> Work task
Please state how many lines in the records that follow include "dates", with no other output.

> Information given

PR #1025, opened 2023-04-28
fix: Temporal values in X axis in column charts

### LINKED ISSUE #1024: Temporal values not being displayed correctly on x-axis on INT
When displaying temporal values on the x-axis on INT the values are (at least for one value) not shown correctly. Instead of the the expected values (e.g. year) _**0NaN**_ is shown. Also for some cubes not all the possible temporal values are shown in the bar chart and neither are only the valid values shown when in this case year is selected as a filter option (all years show up for selection instead).

[Heavy Metal Soil Contamination](https://int.visualize.admin.ch/create/QvP0Mlp8zd8H?dataSource=Int)
Tempaxis_bug_20230425

[Another example for the airpollution along the A2 and A13](https://int.visualize.admin.ch/fr/v/yjzYpOegXJIJ)

On PROD I did not encounter this issue

bprusinowski:
Fixes #1024.

We were creating the lookups in `useMaybeAbbreviations` by using dimension values. While it's not a problem for most dimensions, we only fetch min and max values for temporal dimensions which leads to problems described in #1024.

This PR fixes that by passing "fake" dimension values (based on the ones that appear in the data) for column charts (X axis).

### DIFF
--- a/app/charts/shared/chart-helpers.tsx
+++ b/app/charts/shared/chart-helpers.tsx
@@ -23,11 +23,7 @@ import {
   QueryFilters,
 } from "@/configurator/config-types";
 import { FIELD_VALUE_NONE } from "@/configurator/constants";
-import {
-  DimensionValue,
-  isTemporalDimension,
-  Observation,
-} from "@/domain/data";
+import { isTemporalDimension, Observation } from "@/domain/data";
 import { truthy } from "@/domain/types";
 import { DimensionMetadataFragment } from "@/graphql/query-hooks";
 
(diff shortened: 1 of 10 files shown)


app/charts/shared/chart-helpers.tsx
```diff
@@ -411,3 +416,23 @@ export const useImputationNeeded = ({
...
+    if (isTemporalDimension(dimension)) {
+      const dates = data.map((d) => d[dimension.iri] as string);
+      return uniq(dates).map((d) => ({ label: d, value: d }));
+    } else {
+      return dimension.values;
+    }
+  }, [dimension, data]);
+
+  return maybeTemporalDimensionValues;
+};
```
ptbrowne, line 438: I think it would be better to separate the getMaybeTemporalDimensionValues from the useMemo. Then it is easier to test (no need for renderHook, only a normal function test) and concerns (react memoizing and business logic) are not mixed. From the calling point, it is also simpler to grok what's happening.

ptbrowne (approved):
Nit: I think the useMaybeTemporalValues was coded as a hook to be similar to useMaybeAbbreviations but I think actually here that using a normal business function would be easier. 

LGTM !

Issue #1028, opened 2023-05-09
Slow performance on loading published charts


sosiology:
_Issue Shared by Thomas per Email on 09.05.2023_

**Describe the bug**
Slow performance on loading published charts with LFI dataset
 
**To Reproduce**
 
1. Open https://int.visualize.admin.ch/v/hKkUyBpGpWPl?dataSource=Int
2. Observe long loading times (up to 12s)
 
**Expected behavior**
Shorter loading time (preferably <1s) given that the filter values are available from slug (postgres) and
SPARQL query is really quick (i.e. 0.2s see https://s.zazuko.com/PCAa4k)
 
**Environment (please complete the following information):**
INT v3.19.14 ([e804d90](https://github.com/visualize-admin/visualization-tool/commit/e804d90b07922d0ffda7fd2ebedb50bcf4038b78))
 
**Additional context**
![image](https://github.com/visualize-admin/visualization-tool/assets/26090254/628739dc-14f0-4f66-b959-f37c644c786d)

sosiology:
Hi @bprusinowski 
This is a new Issue from Thomas, that has the highest prio at the moment. Could you have a look at it this week please?
cc: @adintegra

adintegra:
For reference: (Initial) retrieval of the test URL now returns in ~3.5s

<img width="865" alt="image" src="https://github.com/visualize-admin/visualization-tool/assets/6533245/51c1313c-4cc8-427a-897f-d3d316d7a6d5">

PR #1031, opened 2023-05-10
perf: Only fetch necessary components

bprusinowski:
Contributes towards fixing #1028.

## Goals / Scope

This PR aims to improve data loading performance for published charts.

## Description

The main change from this PR is about fetching only the dimensions that are actually used in the chart (for the published chart) to reduce the need to fetch values for them, which can lead to unnecessary fetch of dozens of dimensions and their values for some datasets. It means that we only show the dimensions that are actually used in chart in the metadata panel, table preview and data download. I think that from the end user perspective it makes sense, as what we see on the chart is reflected in all the other places. Let me know about your opinions here @RDataflow @ptbrowne.

## Comments

Additionally to the change described above, I also tried to understand what causes the time difference described in #1028. I ran 20 tests focusing on observations fetching using the chart from https://int.visualize.admin.ch/v/hKkUyBpGpWPl?dataSource=Int. [The function to fetch the observations](https://github.com/visualize-admin/visualization-tool/blob/e231b68e7b0e075ee3d1daa4eb173590bdd98e6d/app/rdf/queries.ts#L462-L566) consists of five main parts, which were measured and visualised below. The average time to run the function was 1.045s.

Screenshot 2023-05-10 at 17 06 44

As can be seen, the fetching of the observations took only 0.145s on average, compared to 0.930s to build the query itself (filters, dimensions, etc). I hope that this at least partially explains why it takes longer to fetch data from LINDAS using Visualize than direct calls to the API.

### DIFF
--- a/app/charts/area/chart-area.tsx
+++ b/app/charts/area/chart-area.tsx
@@ -2,9 +2,11 @@ import { memo } from "react";
 
 import { Areas } from "@/charts/area/areas";
 import { AreaChart } from "@/charts/area/areas-state";
+import { ChartLoadingWrapper } from "@/charts/chart-loading-wrapper";
 import { AxisHeightLinear } from "@/charts/shared/axis-height-linear";
 import { AxisTime, AxisTimeDomain } from "@/charts/shared/axis-width-time";
 import { BrushTime } from "@/charts/shared/brush";
+import { getChartConfigComponentIris } from "@/charts/shared/chart-helpers";
 import { ChartContainer, ChartSvg } from "@/charts/shared/containers";
 import { Ruler } from "@/charts/shared/interaction/ruler";
 import { Tooltip } from "@/charts/shared/interaction/tooltip";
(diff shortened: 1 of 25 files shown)


bprusinowski:
Thanks for review @ptbrowne! I'll add the test.

It's true that we might miss the cache for some observations queries, but only in edit mode, in published mode we should improve the loading times for a little bit. For the performance of creating the View, I discovered that it took so long because the dimensions are sorted each time it's created and I am not convinced they need to be sorted; I've opened an issue to [clarify / fix this](https://github.com/zazuko/rdf-cube-view-query/issues/95).

@Rdataflow the benchmark focuses only on the logic to fetch the observations – it's a part of bigger story, as we also need to fetch dimensions and in some cases, hierarchies. Nonetheless, the performance improvement for the particular chart that was used for testing would improve for 0.5s just by disabling sorting of the dimensions.

The benefit of changes in this PR should also reduce the time of loading observations by ~0.5s. I would say that in total, with disabling the sorting we should gain around one second of improved performance for the chart used for testing.

I'll dig into the performance of other data-fetching function in other PR 👍

PR #1041, opened 2023-05-15
perf: Do not sort dimensions in View

bprusinowski:
Until the appropriate change is implemented in rdf-cube-view-query library, we manually override sorting of dimensions to improve performance.

For more context see the description and discussion in #1031.

cc: @Rdataflow


ptbrowne (approved):
Thanks for the investigation ! 👏

PR #1042, opened 2023-05-16
feat: Hide Animation behind feature flag & fix column animations

bprusinowski:
- Animation field is now hidden behind a feature flag
- Columns now animate correctly during a resize event


bprusinowski:
@ptbrowne I am going to merge before the release to INT, feel free to add comments and I will tackle them afterwards 👍

PR #1049, opened 2023-06-01
chore: Update rdf-cube-view-query

bprusinowski:
As the [new version of rdf-cube-view-query library](https://github.com/zazuko/rdf-cube-view-query/releases/tag/v1.12.0) has been released, there is no need to manually disable sorting of the columns anymore.


ptbrowne (approved):
🎉

PR #1055, opened 2023-06-05
fix: Sorting issues

### LINKED ISSUE #1054: Sorting in reverse alphabetical order does not affect the legend in lines plot
Sorting in reverse alphabetical order does not affect the legend in lines plot. The same works in the bar plot without any issue. Just the button press from **A -> Z** to **Z -> A** does not affect the legend to display Jura first instead of Zurich (which would be index number 1)

[Photovoltaiv](https://int.visualize.admin.ch/create/KBkqret2PzUU?dataSource=Prod)
Sorting Bug Lines

bprusinowski:
Closes #1054.

### DIFF
--- a/app/charts/line/lines-state.tsx
+++ b/app/charts/line/lines-state.tsx
@@ -44,7 +44,10 @@ import { DimensionMetadataFragment } from "@/graphql/query-hooks";
 import { getPalette } from "@/palettes";
 import { sortByIndex } from "@/utils/array";
 import { estimateTextWidth } from "@/utils/estimate-text-width";
-import { makeDimensionValueSorters } from "@/utils/sorting-values";
+import {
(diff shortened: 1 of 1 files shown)


ptbrowne (approved):
Code changes all look OK to me ! Thanks @bprusinowski ! Do you think we could add a test for the nominal values sorting ?

bprusinowski:
@ptbrowne I've added two tests for nominal and measure dimensions 👍

sosiology:
> > @ptbrowne do you remember why such filtering was introduced in the first place?
> 
> Sadly, I do not remember why there was a sorting on identifier or position in the first place.

Maybe this @bprusinowski https://github.com/visualize-admin/visualization-tool/pull/821

PR #1059, opened 2023-06-06
fix: Interactive color legend

### LINKED ISSUE #1058: Interactive Filter Error
**Describe the bug**
Nach Auswahl von Interaktiven Filter unter "FARBE" in Gestapeltem Modus. Können diese Nach der Veröffentlichung nicht korrekt an und abgewählt werden. Bei nicht Gruppierten Säulen funktioniert das ganze.

Error:
https://int.visualize.admin.ch/v/kp_yVMjroNFA?dataSource=Prod

Expected: 
https://int.visualize.admin.ch/v/0r-luSVGOc6f?dataSource=Int

Hier funktioniert es gar nicht:
https://int.visualize.admin.ch/v/1U5a017M__2x?dataSource=Int

**To Reproduce**

1. Go to 'Säulendiagramm -> Farbe -> Parameter -> Gestapelt ->Interaktiv'
2. Click on 'Nach Veröffentlichung -> Einen Filter abwählen danach wieder anwählen

**Expected behavior**
Filter erscheinen und verschwinden nach auswählen.

**Screenshots or video**
filter error

- Visualize environment and version: [v3.19.18]
- Browser and version [Firefox]

bprusinowski:
Fixes #1058.

This PR fixes two problems with interactive color legend issues.

1. Stacked bar chart was using all segments defined in the data to construct series (coordinates to draw the chart) – when one segment was de-selected using interactive color legend, it would introduce NaNs and thus break the chart. Now we use plottable segments to create series.
2. Interactive color legend not affecting the chart – as we store abbreviations / labels inside interactive filters state, we need to also get segment abbreviation / label when applying interactive filters to the data (previously we would try to access segment value).

### DIFF
--- a/app/charts/column/columns-stacked-state.tsx
+++ b/app/charts/column/columns-stacked-state.tsx
@@ -32,9 +32,9 @@ import {
 } from "@/charts/column/constants";
 import {
   getLabelWithUnit,
+  getMaybeTemporalDimensionValues,
   getWideData,
   useDataAfterInteractiveFilters,
-  getMaybeTemporalDimensionValues,
   useOptionalNumericVariable,
   usePlottableData,
   useTemporalVariable,
@@ -244,9 +244,12 @@ const useColumnsStackedState = (
   const segmentFilter = segmentDimension?.iri
     ? chartConfig.filters[segmentDimension?.iri]
     : undefined;
-  const segments = useMemo(() => {
-    const uniqueSegments = Array.from(
-      new Set(plottableSortedData.map((d) => getSegment(d)))
+  const { segments, plottableSegments } = useMemo(() => {
+    const allUniqueSegments = Array.from(
+      new Set(plottableSortedData.map(getSegment))
+    );
+    const allPlottableSegments = Array.from(
+      new Set(preparedData.map(getSegment))
     );
 
     const sorting = fields?.segment?.sorting;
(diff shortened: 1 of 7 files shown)


app/charts/column/columns-stacked-state.tsx
```diff
@@ -257,9 +260,21 @@ const useColumnsStackedState = (
...
+      sorters,
+      getSortingOrders(sorters, sorting)
+    );
+
+    return {
+      segments: allSegments,
+      plottableSegments: allSegments.filter((d) =>
+        allPlottableSegments.includes(d)
+      ),
+    };
```
ptbrowne, line 274: I am under the impression that the `segments` returned here is only used for the order of the tooltip values. If so, I think the order could only rely on plottableSegments, and this memo could only return plottableSegments.

bprusinowski: I also thought that this is the case, but we also use them in color domain, to display the legend – if we just return `plottableSegments`, we would remove a color legend item permanently once de-selected (and completely remove the chart is we de-select them all 😅)

bprusinowski:
Thanks for reviewing @ptbrowne!

app/charts/column/columns-stacked-state.tsx
ptbrowne: Ahah, understood 👍

PR #1070, opened 2023-06-19
perf: Only send GQL extensions to the client when needed

bprusinowski:
When investigating the performance of SPARQL queries, I noticed that the payload sent to the client in the debug mode (query, time of execution) is sent always, even when debug mode is off.

As this additional data can account for significant amount of additional payload size that's not always needed, I restricted this behavior to only occur when the debug mode is explicitly turned on.

Change in payload size using default chart when editing the dataset (with server-side cache disabled):
- Bathing water quality: 507kB vs 273kB
- Forest fire danger: 378kB vs 252kB

### DIFF
--- a/app/graphql/client.tsx
+++ b/app/graphql/client.tsx
@@ -9,10 +9,16 @@ export const client = createClient({
   url: GRAPHQL_ENDPOINT,
   exchanges: [...devtoolsExchanges, ...defaultExchanges],
   fetchOptions: {
-    headers: {
-      "x-visualize-cache-control": flag("server-side-cache.disable")
-        ? "no-cache"
-        : "",
-    },
+    headers: getHeaders(),
   },
 });
+
+function getHeaders() {
+  const debug = flag("debug");
+  const disableCache = flag("server-side-cache.disable");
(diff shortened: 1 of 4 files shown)


bprusinowski:
cc @adintegra, not sure if this should be merged before the release on Wednesday, but might be worth to, as the debug information is also attached on PROD by default 👀

app/graphql/client.tsx
```diff
@@ -9,10 +9,34 @@ export const client = createClient({
...
+  if (debugMode) {
+    return {
+      "x-visualize-debug": "true",
+    };
+  } else {
+    return {
+      "x-visualize-debug": "",
+    };
+  }
+}
```
ptbrowne, line 42: Nit: Would find it simpler to have only one function getHeaders doing both things.

ptbrowne (approved):
LGTM, thanks Bartosz, why didn't I do that :/

app/graphql/client.tsx
bprusinowski: Thanks, done!

PR #1071, opened 2023-06-19
perf: Improve code splitting

bprusinowski:
- Do not import `ContentMDXProvider` in `_app.tsx`, to prevent adding ~2.8MB in payload size to every page, but rather only use it where it's necessary

## Further ideas
Right now, if we want to render a simple column chart, we bundle all column chart related logic, including the grouped chart state, stacked chart state, code for rendering grouped & stacked charts, etc.

I believe that this could be avoided if we split the code in a manner that we treat these are different chart types and not include them in one function (ChartColumnsVisualization) that conditionally renders a given chart subtype. I think this would be a bigger change, as we would need to treat these chart subtypes as chart types, e.g. "column-simple", "column-grouped", "column-stacked". With this we wouldn't bundle things that are not necessary.

### DIFF
--- a/CHANGELOG.md
+++ b/CHANGELOG.md
@@ -11,6 +11,7 @@ You can also check the [release page](https://github.com/visualize-admin/visuali
 
 - Performance
   - The debug data is now only sent along with the payload when the debug mode is enabled
+  - ContentMDXProvider is now only imported within the pages that actually need it instead of being included in the root of the app
 
 # [3.20.1] - 2023-06-19
 
--- a/app/components/content-mdx-provider.tsx
+++ b/app/components/content-mdx-provider.tsx
@@ -3,7 +3,7 @@ import { Box } from "@mui/material";
 import { ReactNode } from "react";
 
 import { ContentLayout, StaticContentLayout } from "@/components/layout";
-import { Intro, Tutorial, Examples, Contribute } from "@/homepage";
+import { Contribute, Examples, Intro, Tutorial } from "@/homepage";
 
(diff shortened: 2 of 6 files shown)


bprusinowski:
@ptbrowne I am going to merge, let me know if you have any thoughts on this :)

ptbrowne:
Thanks Bartosz, LGTM.

On the further notes, I am wondering why every chart is bundled when the `dynamic` tag is used (I see that in `app/components/common-chart.tsx`) ? It would have seemed to me that the components wrapped in dynamic would only bring their code when the component was rendered ?

bprusinowski:
Yes, that's the case – but the column chart that we import is basically this, https://github.com/visualize-admin/visualization-tool/blob/91b2d00e38067535f2b9b15bb6a645621a6a54dc/app/charts/column/chart-column.tsx#L95-L217 which means that we have three charts inside one function.

bprusinowski:
I think the problem is that we have one function that renders different chart subtype based on some conditions – if it was split inside three functions, that would prevent bundling everything. I tried to split that, but still there was a root check on chart type (`column`) + additional checks below it on which subtype to render, and that didn't work, that's why I think these would need to be distinguishable at the same level as other dynamic imports (chart type: area, line, ...) 🤔  I hope it makes sense 😅

bprusinowski:
Yup, I used `@next/bundle-analyzer` and found the issue with MDX provider 😅 But it's true that icons are the next big thing to look at 👍

PR #1075, opened 2023-06-20
fix: Hot reload of browse pages

bprusinowski:
This PR fixes refreshing the `/browse` page while using `yarn dev`.

Not sure about the root cause of the issue, but recently the app started to throw an error when refreshing the `/browse` page while developing the app.

It seems that it's somehow related to bundling the app.

Screenshot 2023-06-20 at 12 54 35


ptbrowne (commented):
I am not sure I understand the solution 😅 How did you debug this ?

bprusinowski:
By investigating the chunks, in this case the one throwing the error (`en/browse`). As in the screenshot, it seemed that the `DatasetBrowser` is imported too soon into the page? (second line in the file). I changed this to define it inside the page, and not import from the components folder and it fixed the issue. Do you have any idea why this happened?

ptbrowne:
I guess it could be a sign of circular dependency error between two modules. The fact that you moved one component to the other goes into this direction. During a circular dependency, one of the module is still undefined. I guess importing more carefully (for example I see that EditorConfiguratorStateProvider in dataset-browser is imported from @/src and @src/ imports DatasetBrowser so it seems there is something on going there.

A imports B
B imports A (A is undefined at this points since it has not exported yet)

bprusinowski:
I see, thanks for investigating! Is then the proposed solution fine, or should I try to fix it using more specific imports?

app/src/index.ts
```diff
@@ -8,11 +8,11 @@ export {
...
-export { LocaleProvider, useLocale } from "../locales/use-locale";
 export {
-  i18n,
   defaultLocale,
+  i18n,
   locales,
   parseLocaleString,
 } from "../locales/locales";
+export { LocaleProvider, useLocale } from "../locales/use-locale";
+export { DatasetBrowser } from "../pages/browse";
```
ptbrowne, line 18: Is this necessary ? I think we should try to limit the number of things we export from a big index module otherwise we increase the risk of importing src and having a circular dependency.

ptbrowne:
I am fine with the current solution as it works but I think we should find something to limit this kind of error. 

1. Madge can detect circular dependencies but trying it quickly  on the repo gives no error so I think it does not handle '@' paths well.
2. I wonder if we could have eslint import rules for this kind of thing like "component files should not import from pages files"

ptbrowne (approved):

PR #1077, opened 2023-06-21
fix: Argos tests

bprusinowski:
Update GitHub e2e action workflow to always run screenshot upload step.

### DIFF
--- a/.github/workflows/e2e.yml
+++ b/.github/workflows/e2e.yml
@@ -59,14 +59,6 @@ jobs:
             "state": "failure",
             "description": "E2E tests failed"
           }'
-      - name: Set argos upload branch on master branch
-        run: echo "ARGOS_BRANCH=master" >> $GITHUB_ENV
-        if: github.ref == 'refs/heads/main'
-      - name: Set argos upload branch on PR branches
-        run: echo "ARGOS_BRANCH=$(git name-rev --name-only $GITHUB_SHA | sed 's-remotes/origin/--')" >> $GITHUB_ENV
-        if: github.ref != 'refs/heads/main'
-      - name: Upload screenshots to Argos
-        env:
-          ARGOS_COMMIT: ${{ github.sha }}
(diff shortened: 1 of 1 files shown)


bprusinowski:
@ptbrowne it seems that I can't test this action until it's on `main` branch... I think there was a problem with the screenshot upload step, it didn't got to that point if a failure in e2e tests appeared before it. I've added an `if: always()` condition and changed the action to use the one suggested in the docs (https://argos-ci.com/docs/github-actions#complete-example)

.github/workflows/e2e.yml
```diff
@@ -59,14 +59,6 @@ jobs:
...
-        run: echo "ARGOS_BRANCH=$(git name-rev --name-only $GITHUB_SHA | sed 's-remotes/origin/--')" >> $GITHUB_ENV
-        if: github.ref != 'refs/heads/main'
-      - name: Upload screenshots to Argos
-        env:
-          ARGOS_COMMIT: ${{ github.sha }}
-          ARGOS_TOKEN: ${{ secrets.ARGOS_TOKEN }}
-        run: yarn run argos upload e2e-screenshots
+      - name: Upload screenshots to argos-ci.com
+        if: always()
+        run: npx @argos-ci/cli upload e2e-screenshots
```
ptbrowne, line 64: So now the argos CLI detects correctly the branch even in the case of PR branches ?

ptbrowne: I guess ? https://github.com/argos-ci/argos-javascript/blob/bad0f5b5bf1dc1672b05cf08a4fec5d011ac4b0a/packages/core/src/ci-environment/git.ts#LL19C31-L19C62

ptbrowne (approved):

.github/workflows/e2e.yml
bprusinowski: Yes, looks like!

Issue #1060, opened 2023-06-06
Make it more apparent that area chart requires missing data imputation


bprusinowski:
It should be more visible (e.g. via an alert box above the chart) that an area charts needs missing data imputation. This only applies to the editor mode.

For context, see #1056.

cc @AFoletti

PR #1089, opened 2023-06-29
fix: Stacked column chart with missing values

### LINKED ISSUE #1088: Erratic chart behaviour
**Describe the bug**
A cube **without any empty values** in the measure dimension behaves a little erratically when switching from one plotted key dimension to another.
See the following video, and pay attention at how the "_Endverbrauch - Total_" plot changes from time to time.

https://github.com/visualize-admin/visualization-tool/assets/691243/2e1dc469-1c34-4d11-af81-4880bd7d7a1a

**To Reproduce**

1. Go to visualize INT
2. Search for the "(Long) Schweizerische Gesamtenergiestatistik" cube (from SFOE) and try to create a visualization for it
3. Pick the column graph, and activate the coloring by "Energy carrier"
4. Change multiple times the displayed value for the "Rubrik" key dimension. Observe how the resulting plot is not constant

**Expected behavior**
Same data, same plot, same configuration == same results, every time!

**Screenshots or video**
See above

- Visualize environment and version: (https://github.com/visualize-admin/visualization-tool/commit/91b2d00e38067535f2b9b15bb6a645621a6a54dc)

**Additional context**
A couple of probably important points:

1. V13 of this cube (the last version where the issue described here is present) does not have any missing values for the measure dimension. V12 of the cube on the other hands has missing values (just so you know you have this version at your disposal for tests should you need it). I would have suspected another "missing imputation" issue, but since I see the problem with "always full" data it should be something else...
2. The cube uses **a hierarchy** on the Energy Carrier key dimension used for colorizing. Maybe has an influence?
3. This is the very same **high prio cube** as earlier today. I would appreciate a quick signal from your side @bprusinowski 

Tagging @Rdataflow and @aresssera FYI

bprusinowski:
Fixes #1088.

As we use d3's `stacked` method in stacked bar chart, there can be situations similar to area chart, where we need imputation when some data point does not have some value defined in previous / following data point. We also need to impute such values, to make sure there are no NaNs returned when computing the coordinates for the chart.

I think it doesn't make sense to provide imputation options to users, as we can safely treat non-existing, imputed values as 0, as they do not have influence of how the chart is drawn, as in area chart (lines connecting the data points), and we do not show such values in the tooltip anyway.

### DIFF
--- a/app/charts/column/columns-stacked-state.tsx
+++ b/app/charts/column/columns-stacked-state.tsx
@@ -212,25 +212,6 @@ const useColumnsStackedState = (
     [preparedData, getX]
   );
 
-  const chartWideData = getWideData({
-    dataGroupedByX: preparedDataGroupedByX,
-    xKey,
-    getY,
-    getSegment,
-  });
-
-  const scalesDataGroupedByX = useMemo(
-    () => group(scalesData, getX),
-    [scalesData, getX]
-  );
-
-  const scalesWideData = getWideData({
-    dataGroupedByX: scalesDataGroupedByX,
-    xKey,
-    getY,
-    getSegment,
-  });
-
   const sumsBySegment = useMemo(
     () =>
       Object.fromEntries([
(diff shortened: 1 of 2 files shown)


app/charts/column/columns-stacked-state.tsx
```diff
@@ -448,6 +450,8 @@ const useColumnsStackedState = (
     return series;
   }, [chartWideData, fields.segment?.sorting, plottableSegments]);
 
+  console.log(series, plottableSegments, chartWideData);
```
ptbrowne, line 453: 👁️ ?

ptbrowne (approved):

AFoletti:
I did some quick visual tests. There are in my opinion still issues somewhere.
image

This is however the area chart, while the original ticket was just about the barchart. The barchart looks actually very good to me

AFoletti:
> @AFoletti I think we once talked about making the imputation call to action more prominent (#1060), maybe we could think about implementing that in the near future.
> 
> cc @sosiology @adintegra

Yes... I may be stoooopid, but I fall everytime in that trap. I think the call to action must be visible above the chart, without the need to actively open the category configuration
image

> Result of the exercise
2